Recently, many researchers have investigated numerically the effect of nanofluid on the cooling performance for vehicle engine cooling systems. Vajjha et al. [18] conducted a numerical analysis of fluid dynamics and heat transfer performance for Al2O3 and CuO nanofluids in the flat tubes of a radiator. At a Reynolds number of 2000, the average heat transfer coefficient for a 10% Al2O3 nanofluid increased by 94%, and for a 6% CuO nanofluid, 89%. The average skin friction coefficient for a 6% CuO nanofluid in the fully developed region is about 2.75 times compared to that for the base fluid. Huminic and Huminic [19] performed a three-dimensional analysis for the cooling performance of copper–ethylene glycol nanofluid through the flat tubes of an automobile radiator. The maximum heat transfer coefficient increased by 82% at a Reynolds number of 125. Abbasi and Baniamerian [20] introduced an analytical study of fluid flow for the in-tube stratified regime of two-phase nanofluid for CuO, Al2O2, TiO3 and Au as applied nanoparticles in water as the base fluid. Delavari and Hashemabadi [21] simulated turbulent and laminar flow heat transfer in Al2O3 nanofluids passing through a flat tube in three-dimensions by using computational fluid dynamics (CFD) for single- and two-phase approaches. A small difference in the friction of the tubes was observed for the two approaches, and less pumping power was predicted for the nanofluids due to less volumetric flow for the same heat rejection.
Most previous studies mainly focused on the heat transfer performance for a single tube or a heat exchanger, which is one component within the engine cooling system; there has been limited research on the whole system, where there are many heat exchangers and tubes interacting in the heat exchange.
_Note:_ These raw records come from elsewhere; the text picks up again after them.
PR #644, opened 2024-04-02
draganddrop for dir

CJary:
This is a draft pull request. 

I implemented the base of the directionary process. So far:
Case 1: Regular files being dropped still works. 
Case 2: Folders when dropped seems to cause a npm error in the server/index.js file. Visually it shows up in the VZ editor however it will lose connection.

### DIFF
--- a/src/client/VZCodeContext.tsx
+++ b/src/client/VZCodeContext.tsx
@@ -54,7 +54,7 @@ export type VZCodeContextValue = {
   docPresence: any;
 
   files: Files | null;
-  createFile: (fileName: string, text?: string,) => void;
+  createFile: (fileName: string, text?: string) => void;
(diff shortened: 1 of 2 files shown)


src/client/VZCodeContext.tsx
```diff
@@ -54,7 +54,7 @@ export type VZCodeContextValue = {
   docPresence: any;
 
   files: Files | null;
-  createFile: (fileName: string, text?: string) => void;
+  createFile: (fileName: string, text?: string,) => void;
```
curran, line 57:
```suggestion
  createFile: (fileName: string, text?: string) => void;
```

curran (approved):
Amazing! Thank you so much.

The server-side error may be solved in https://github.com/vizhub-core/vzcode/pull/647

A comprehensive and systematic analysis of the whole engine cooling system is needed for designing the engine thermal management system (ETMS). In this study, the effect of working fluids such as base fluid and nanofluid on the thermal management performance of a diesel engine was analyzed by a multi-disciplinary model. It used a new working fluid concept design in the whole power train with various subsystems and components, together with virtual component integration. By deploying this approach, we were able to model different physical domains, including mechanical for the engine and the dynamometer and thermodynamics for the heat exchangers. The thermal performance of the ETMS could be numerically predicted and analyzed, which was hard to investigate by experiments. The ETMS models for base fluid and Al2O3 nanofluid were developed for a 2L high-power diesel engine. The thermal performance of components such as the coolant, oil, and piston and liner were investigated during engine operating modes consisting of engine idling, step-load for the uphill condition, and re-idling.

2. Methodology

2.1. Multi-Disciplinary Model of the Diesel Engine

The commercial code of CRUISE M multi-disciplinary software was used to model and analyze the vehicle thermal management system for a diesel engine and its cooling system. It enables provision for the transfer of heat generated in the cylinder through the engine block, air coolant, and oil circuit to dedicated heat exchangers such as a radiator and oil cooler, etc. [22]. The engine thermal management model consists of a zero-dimensional engine model that can simulate engine performance and a one-dimensional flow model for cooling and lubrication systems with the controller. Figure 2 shows a schematic diagram of the cooling system for the diesel engine, which includes various cooling circuits such as the heat exchangers, pump, and tubes.
As shown in Figure 2, the heat generated by the combustion chamber is transferred to the engine coolant and engine oil through the interior wall of the combustion chamber. Heat transfer from turbocharger passes through the exhaust gases. The heat in the coolant and oil are exchanged through the engine oil cooler. The heat of exhaust gas is transferred to the coolant through the exhaust gas recirculation (EGR) cooler. The coolant flow rate through the inside of the radiator is determined by the thermostat, and the engine coolant temperature is controlled by the heat transfer between the radiator and the cooling air. The engine could be effectively warmed and cooled faster through the engine thermal management system (ETMS).
The engine thermal management system is modeled based on the engine model, including the engine block, the cooling system and lubricant system model, the radiator air path model, and the engine controller, as shown in Figure 3. The engine dynamometer is also included in the ETMS and considers the actual operating conditions. The ETMS model numerically predicts the heat generated from the combustion chamber under the engine’s operating condition and describes the heat transfer from the cooling system to the external air. To build the ETMS model, the physical properties, the heat transfer model, and the pressure-drop model are required, as shown in Figure 4. In this study, the working fluids are modeled by using the thermodynamic properties of Al2O3 nanofluid with a 1.5% volume ratio.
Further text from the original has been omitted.